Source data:

━━━━━━━━━━━━━━━━

Issue #23913, opened 2024-10-23
Importer need to communicate when importing is done


Zelldon:
## Description

With introducing the Camunda Exporter we will replace the previously deployed Importer applications.

The applications still need to run for a bit, to import left-over data from Zeebe indices before they can turned off. 

Importers should communicate either via metric or API (actuator) that they catched up and consumed all data from Zeebe indices.

Zelldon:
Affecting also documentation https://github.com/camunda/camunda-docs/issues/4493 and Operator/SM to understand when Importer can be shutdown (Migration app to understand for how long it needs to run).

Zelldon:
ℹ️ Discussed this topic today with @romansmirnov 

We might found a good way to detect when importing has reached the end. See related document


1. We need to fix first https://github.com/camunda/camunda/issues/24316 to make sure ES/OS exporter are writing to correct indices. This should make sure that exporters are writing only to 8.7 zeebe indices when all 8.6 records have been written
2. On the importer side we can detect when first data arrives in 8.7 indices
3. When we have imported everything in the 8.6 indices, and we see data in 8.7 indices we should be able to detect that importing is done
4. Importing done should be communicated via writing to the `import-position` index. We need to extend index with additional flag, here we need to distinguish by partition and value type as the importer imports per partition and value type concurrently
5. As soon as we are done for all of these value types and partitions we can mark importing as done

This index and values can be consumed then by migration and exporter (to start exporting, resolving concurrency problems).

Zelldon:
Q to answer: Do we read in sequence? Can we assume that if we read 8.7 record in importer, we have read ALL 8.6 for that value type and partition.

**Our hypothesis:**

 * we can remove or flag a record reader done - if we receive a 8.7 sub batch
 * If an import job is "cold" (are not seeing any data for a while) BUT we saw in different readers has a 8.7 record - we can expect that there will be no more data from 8.6

Needs to be verified.

Zelldon:
Regarding 4. to be specific: we plan to use ES to communicate with different applications importer/migration app (as it is  common/shared between)

PR #24849, opened 2024-11-19
Commincate when done opensearch operate

EuroLew:
## Description

Opensearch support for operate importer marking its importing being done via the import position index. Just porting over the work done in #24671

## Related issues

relates to #23913


operate/importer/src/main/java/io/camunda/operate/zeebeimport/RecordsReaderHolder.java
```diff
@@ -75,9 +79,32 @@ public boolean hasPartitionCompletedImporting(final int partitionId) {
     return partitionsCompletedImporting.contains(partitionId);
   }
 
-  public int incrementEmptyBatches(final int partitionId, final ImportValueType importValueType) {
+  public void incrementEmptyBatches(final int partitionId, final ImportValueType importValueType) {
     final var reader = getRecordsReader(partitionId, importValueType);
-    return countEmptyBatchesAfterImportingDone.merge(reader, 1, Integer::sum);
+    countEmptyBatchesAfterImportingDone.merge(reader, 1, Integer::sum);
```
mustafadagher, line 84: 💭 Just thinking out loud:
Could there ever be a race condition while incrementing this emptyBatches value?
I mean, could it happen that two different threads are ran against the same reader and they come to increment this value in the same time? 
if it's a possibility, then we should make the value here an AtomicInteger. But I'm not sure if this is really an issue to worry about.

operate/pom.xml
```diff
@@ -175,7 +175,7 @@
     <profile>
       <id>operateItOpensearch</id>
       <properties>
-        <includeITNames>**/api/v1/**/*IT.java</includeITNames>
+        <includeITNames>**/api/v1/**/*IT.java, **/OpensearchFinishedImportingIT.java</includeITNames>
```
mustafadagher, line 178: ❓ why do we need a special treatment for this?

operate/importer/src/main/java/io/camunda/operate/zeebeimport/ReadBatchErrorMessage.java
```diff
@@ -0,0 +1,20 @@
...
+ * with this work for additional information regarding copyright ownership.
+ * Licensed under the Camunda License 1.0. You may not use this file
+ * except in compliance with the Camunda License 1.0.
+ */
+package io.camunda.operate.zeebeimport;
+
+import java.util.function.BiFunction;
+
+public final class ReadBatchErrorMessage {
+  public static final BiFunction<String, String, String> READ_BATCH_ERROR_MESSAGE =
```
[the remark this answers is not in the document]
Zelldon: Agree here, I think we don't need to overcomplicate things.

operate/importer/src/main/java/io/camunda/operate/zeebeimport/RecordsReaderHolder.java
```diff
@@ -75,9 +79,32 @@ public boolean hasPartitionCompletedImporting(final int partitionId) {
...
+
+  public boolean isRecordReaderCompletedImporting(
+      final int partitionId, final ImportValueType importValueType) {
+    if (hasPartitionCompletedImporting(partitionId)) {
+
+      final var reader = getRecordsReader(partitionId, importValueType);
+      return Objects.equals(
+          countEmptyBatchesAfterImportingDone.get(reader),
+          MINIMUM_EMPTY_BATCHES_FOR_COMPLETED_READER);
+    }
```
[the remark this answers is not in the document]
EuroLew: Good catch, this was a bug that would have cause some issues in conjunction with the bug I fixed in https://github.com/camunda/camunda/pull/24849/commits/01a2744621b8e07479605bfa02d94ed149da2161. If both bugs were left in. After a record reader is marked as completed, the next subsequent 8.7.0 record would cause it to be marked as not completed 👍

operate/qa/integration-tests/src/test/java/io/camunda/operate/elasticsearch/FinishedImportingIT.java
```diff
@@ -182,6 +172,47 @@ final var record = generateRecord(ValueType.PROCESS_INSTANCE, "8.6.0", 1);
...
+    EXPORTER.export(record2);
+    esClient.indices().refresh(new RefreshRequest("*"), RequestOptions.DEFAULT);
+
+    // receives 8.7 record and marks partition as finished importing
+    zeebeImporter.performOneRoundOfImport();
+
+    // then
+    // require multiple checks to avoid race condition. If records are written to zeebe indices and
+    // before a refresh, the record reader pulls the import batch is empty so it then says that the
+    // record reader is done when it is not.
```
Zelldon, line 195: 🔧 
```suggestion
    // Require multiple checks to avoid race condition. 
    // Otherwise: If records are written to zeebe indices and before a refresh, the record reader pulls an empty import batch, then it might assume falsely
    // that it is done, while it is not.
```

operate/qa/integration-tests/src/test/java/io/camunda/operate/elasticsearch/FinishedImportingIT.java
```diff
@@ -182,6 +172,47 @@ final var record = generateRecord(ValueType.PROCESS_INSTANCE, "8.6.0", 1);
...
+        .until(() -> isRecordReaderIsCompleted("1-process-instance"));
+
+    final var record3 = generateRecord(ValueType.PROCESS_INSTANCE, "8.7.0", 1);
+    EXPORTER.export(record3);
+    esClient.indices().refresh(new RefreshRequest("*"), RequestOptions.DEFAULT);
+
+    zeebeImporter.performOneRoundOfImport();
+
+    Awaitility.await()
+        .during(Duration.ofSeconds(10))
```
Zelldon, line 211: 🔧 Here we wait again for 10 seconds, I think we removed this the last time.

operate/qa/integration-tests/src/test/java/io/camunda/operate/opensearch/OpensearchFinishedImportingIT.java
```diff
@@ -0,0 +1,254 @@
...
+    final var newVersionProcessInstanceRecord =
+        generateRecord(ValueType.PROCESS_INSTANCE, "8.7.0", 1);
+    EXPORTER.export(newVersionProcessInstanceRecord);
+    final var newVersionDecisionEvalRecord =
+        generateRecord(ValueType.DECISION_EVALUATION, "8.7.0", 1);
+    EXPORTER.export(newVersionDecisionEvalRecord);
+
+    for (int i = 0; i <= RecordsReaderHolder.MINIMUM_EMPTY_BATCHES_FOR_COMPLETED_READER; i++) {
+      // simulate existing decision records left to process so it is not marked as completed
+      final var decisionRecord2 = generateRecord(ValueType.DECISION, "8.6.0", 1);
```
Zelldon, line 135: That is not possible right? As we exported already 8.7, might make sense to adjust the test to real world scenario.

operate/qa/integration-tests/src/test/java/io/camunda/operate/opensearch/OpensearchFinishedImportingIT.java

━━━━━━━━━━━━━━━━

Problem statement: Set down only the lines above that fall between the line holding "relates to #23913" and the line holding "mustafadagher, line 178: ❓", inclusive, keeping each exact.

Response:
relates to #23913


operate/importer/src/main/java/io/camunda/operate/zeebeimport/RecordsReaderHolder.java
```diff
@@ -75,9 +79,32 @@ public boolean hasPartitionCompletedImporting(final int partitionId) {
     return partitionsCompletedImporting.contains(partitionId);
   }
 
-  public int incrementEmptyBatches(final int partitionId, final ImportValueType importValueType) {
+  public void incrementEmptyBatches(final int partitionId, final ImportValueType importValueType) {
     final var reader = getRecordsReader(partitionId, importValueType);
-    return countEmptyBatchesAfterImportingDone.merge(reader, 1, Integer::sum);
+    countEmptyBatchesAfterImportingDone.merge(reader, 1, Integer::sum);
```
mustafadagher, line 84: 💭 Just thinking out loud:
Could there ever be a race condition while incrementing this emptyBatches value?
I mean, could it happen that two different threads are ran against the same reader and they come to increment this value in the same time? 
if it's a possibility, then we should make the value here an AtomicInteger. But I'm not sure if this is really an issue to worry about.

operate/pom.xml
```diff
@@ -175,7 +175,7 @@
     <profile>
       <id>operateItOpensearch</id>
       <properties>
-        <includeITNames>**/api/v1/**/*IT.java</includeITNames>
+        <includeITNames>**/api/v1/**/*IT.java, **/OpensearchFinishedImportingIT.java</includeITNames>
```
mustafadagher, line 178: ❓ why do we need a special treatment for this?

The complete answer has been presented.